### AVAILABLE RECORDS:
PR #30965, opened 2025-04-22
fireworks[minor]: remove default model and temperature

ccurme:
`mixtral-8x-7b-instruct` was recently retired from Fireworks Serverless.

Here we remove the default model altogether, so that the model must be explicitly specified on init:
```python
ChatFireworks(model="accounts/fireworks/models/llama-v3p1-70b-instruct")  # for example
```

We also set a null default for `temperature`, which previously defaulted to 0.0. This parameter will no longer be included in request payloads unless it is explicitly provided.

### DIFF
--- a/libs/partners/fireworks/tests/integration_tests/test_chat_models.py
+++ b/libs/partners/fireworks/tests/integration_tests/test_chat_models.py
@@ -13,54 +13,13 @@ from typing_extensions import TypedDict
 
 from langchain_fireworks import ChatFireworks
 
-
-def test_chat_fireworks_call() -> None:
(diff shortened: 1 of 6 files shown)


libs/partners/fireworks/tests/integration_tests/test_chat_models.py
```diff
@@ -13,54 +13,13 @@
 
 from langchain_fireworks import ChatFireworks
 
-
-def test_chat_fireworks_call() -> None:
```
ccurme, line 17: Deleted some tests that are redundant with standard tests.

Issue #26701, opened 2024-09-20
Anthropic's prompt caching in langchain does not work with ChatPromptTemplate.


raajChit:
### URL

https://python.langchain.com/docs/how_to/llm_caching/

### Checklist

- [X] I added a very descriptive title to this issue.
- [X] I included a link to the documentation page I am referring to (if applicable).

### Issue with current documentation:

I have not found any documentation for prompt caching in the langchain documentation. There seems to be only one post on twitter regarding prompt caching in langchain. I am trying to implement prompt caching in my rag system. I am using history aware retriever. 

I have instantiated the model like this:

llm_claude = ChatAnthropic(
    model="claude-3-5-sonnet-20240620",
    temperature=0.1,
    extra_headers={"anthropic-beta": "prompt-caching-2024-07-31"}
)

And using the ChatPromptTemplate like this:

contextualize_q_prompt = ChatPromptTemplate.from_messages(
                [
                    ("system", contextualize_q_system_prompt),
                    ("human", "{input}"),
                ]
            )
            
I am not able to find a way to include prompt caching with this. 
I tried making the prompt like this, but still doesnt work.

prompt = ChatPromptTemplate.from_messages([
        SystemMessage(content=contextualize_q_system_prompt, additional_kwargs={"cache_control": {"type": "ephemeral"}}),
        HumanMessage(content= "{input}")
    ])

Please help me with how I should enable prompt caching in langchain.

### Idea or request for content:

Langchain documentation should be updated with how to use prompt caching with different prompt templates. And especially with a RAG system.

drorm:
This is a major issue. Without caching it's just too slow and too expensive. I tried:
- Adding additional_kwargs={"cache_control": {"type": "ephemeral"}
- Adding {"cache_control": {"type": "ephemeral"} to the message
and caching doesn't happen.

The only thing that does get cached is the system prompt.

kornicameister:
@raajChit  @drorm @eyurtsev ; I'm struggling with this one too. I have 80k token prompt that has some placeholders there. The moment I use `SystemMessage`, I get caching to work but I'm loosing the tool filling in the placeholders. If I do replace that with `SystemMessagePromptTemplate`, placeholders receive values but caching is not working.

It is not possible by design to cache that because it is not static prompt??

DonghaeSuh:
I've posted a discussion on #29747 to enable the feature mentioned in this issue.

Nilesh3105:
[...]

PR #30967, opened 2025-04-22
core[patch]: update dict prompt template

baskaryan:
Align with JS changes made in https://github.com/langchain-ai/langchainjs/pull/8043


libs/core/langchain_core/prompts/dict.py
```diff
@@ -0,0 +1,137 @@
...
+from langchain_core.load import dumpd
+from langchain_core.prompts.string import (
+    DEFAULT_FORMATTER_MAPPING,
+    get_template_variables,
+)
+from langchain_core.runnables import RunnableConfig, RunnableSerializable
+from langchain_core.runnables.config import ensure_config
+
+
+class DictPromptTemplate(RunnableSerializable[dict, dict]):
```
baskaryan, line 16: note: no longer inherits from BaseMessagePromptTemplate since thats not really how its used

libs/community/tests/unit_tests/load/test_serializable.py
baskaryan, line 1: afaict this was just never moved to core and isn't needed anymore?

ccurme (approved):
This should close https://github.com/langchain-ai/langchain/issues/26701

PR #30968, opened 2025-04-22
core, openai: support standard multi-modal blocks in convert_to_openai_messages

ccurme:


libs/partners/openai/langchain_openai/chat_models/base.py
```diff
@@ -61,7 +61,7 @@
     ToolCall,
     ToolMessage,
     ToolMessageChunk,
-    convert_to_openai_image_block,
+    convert_to_openai_data_block,
```
jacoblee93, line 64: Won't this require a core version bump?

ccurme: Yes, openai release will be blocked by core release + bumping min version.

PR #310, opened 2022-01-20
Add sendinblue integration

luca-rath:
| Q | A
| --- | ---
| Bug fix? | no
| New feature? | yes
| BC breaks? | no
| Deprecations? | no
| License | MIT

#### What's in this PR?

Add sendinblue integration

#### Example Usage

See `sendinblue.md` file

#### To Do

- [x] Create documentation


Resources/config/form-fields/field_sendinblue.xml
```diff
@@ -0,0 +1,46 @@
...
+    <property name="options/attributeNameFirstName" type="text_line" colspan="6">
+        <meta>
+            <title>sulu_form.sendinblue_attribute_name_first_name</title>
+        </meta>
+    </property>
+    <property name="options/attributeNameLastName" type="text_line" colspan="6">
+        <meta>
+            <title>sulu_form.sendinblue_attribute_name_last_name</title>
+        </meta>
+    </property>
```
alexander-schranz: This should be as simple as possible and we should here just go in the listener with FIRST_NAME and LAST_NAME defaults like we do it in mailchimp also.

Resources/config/form-fields/field_sendinblue.xml
```diff
@@ -0,0 +1,46 @@
...
+                    type="expression"
+                    value="service('sulu_form.dynamic.sendinblue_mail_template_select').getValues()"
+            />
+        </params>
+    </property>
+    <property name="options/redirectionUrl" type="url" mandatory="true">
+        <meta>
+            <title>sulu_form.sendinblue_redirection_url</title>
+        </meta>
+    </property>
```
alexander-schranz: What is this for? Do we need it? Can we just not use the current page url or even no url. Should not sending blue UI define this.

luca-rath: This is required by the sendinblue api ... But yes, I could just use the current url

luca-rath:
@alexander-schranz fixed everything

Dynamic/Helper/SendinblueListSelect.php
```diff
@@ -0,0 +1,51 @@
...
+ * This source file is subject to the MIT license that is bundled
+ * with this source code in the file LICENSE.
+ */
+
+namespace Sulu\Bundle\FormBundle\Dynamic\Helper;
+
+use SendinBlue\Client\Api\ContactsApi;
+use SendinBlue\Client\Configuration;
+
+class SendinblueListSelect
```
alexander-schranz:
```suggestion

/**
 * @final
 * @internal
 */
class SendinblueListSelect
```

Dynamic/Helper/SendinblueMailTemplateSelect.php
```diff
@@ -0,0 +1,55 @@
...
+ * This source file is subject to the MIT license that is bundled
+ * with this source code in the file LICENSE.
+ */
+
+namespace Sulu\Bundle\FormBundle\Dynamic\Helper;
+
+use SendinBlue\Client\Api\TransactionalEmailsApi;
+use SendinBlue\Client\Configuration;
+
+class SendinblueMailTemplateSelect
```
alexander-schranz:
```suggestion

/**
 * @final
 * @internal
 */
class SendinblueMailTemplateSelect
```

Event/SendinblueListSubscriber.php
```diff
@@ -0,0 +1,110 @@
...
+namespace Sulu\Bundle\FormBundle\Event;
+
+use SendinBlue\Client\Api\ContactsApi;
+use SendinBlue\Client\Configuration;
+use SendinBlue\Client\Model\CreateDoiContact;
+use Sulu\Bundle\FormBundle\Entity\Dynamic;
+use Symfony\Component\EventDispatcher\EventSubscriberInterface;
+use Symfony\Component\HttpFoundation\RequestStack;
+
+class SendinblueListSubscriber implements EventSubscriberInterface
```
alexander-schranz:
```suggestion

/**
 * @final
 * @internal
 */
class SendinblueListSubscriber implements EventSubscriberInterface
```

Event/SendinblueListSubscriber.php
```diff
@@ -0,0 +1,110 @@
...
+        if (!$request) {
+            return;
+        }
+
+        $form = $dynamic->getForm()->serializeForLocale($dynamic->getLocale(), $dynamic);
+
+        $email = '';
+        $firstName = '';
+        $lastName = '';
+        $redirectionUrl = $request->getUriForPath('');
```
alexander-schranz: @luca-rath should we add`?subscribe=true`. So in the frontend a message can be shown?

alexander-schranz (changes requested):
Some small change requests.

Event/SendinblueListSubscriber.php
luca-rath:
```suggestion
        $redirectionUrl = $request->getUriForPath('') . '?subscribe=true';
```

alexander-schranz (approved):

### PROMPT:
Whenever a line in the material contains the word "partners", copy that line.

### FINISHED EXERCISE:
--- a/libs/partners/fireworks/tests/integration_tests/test_chat_models.py
+++ b/libs/partners/fireworks/tests/integration_tests/test_chat_models.py
libs/partners/fireworks/tests/integration_tests/test_chat_models.py
libs/partners/openai/langchain_openai/chat_models/base.py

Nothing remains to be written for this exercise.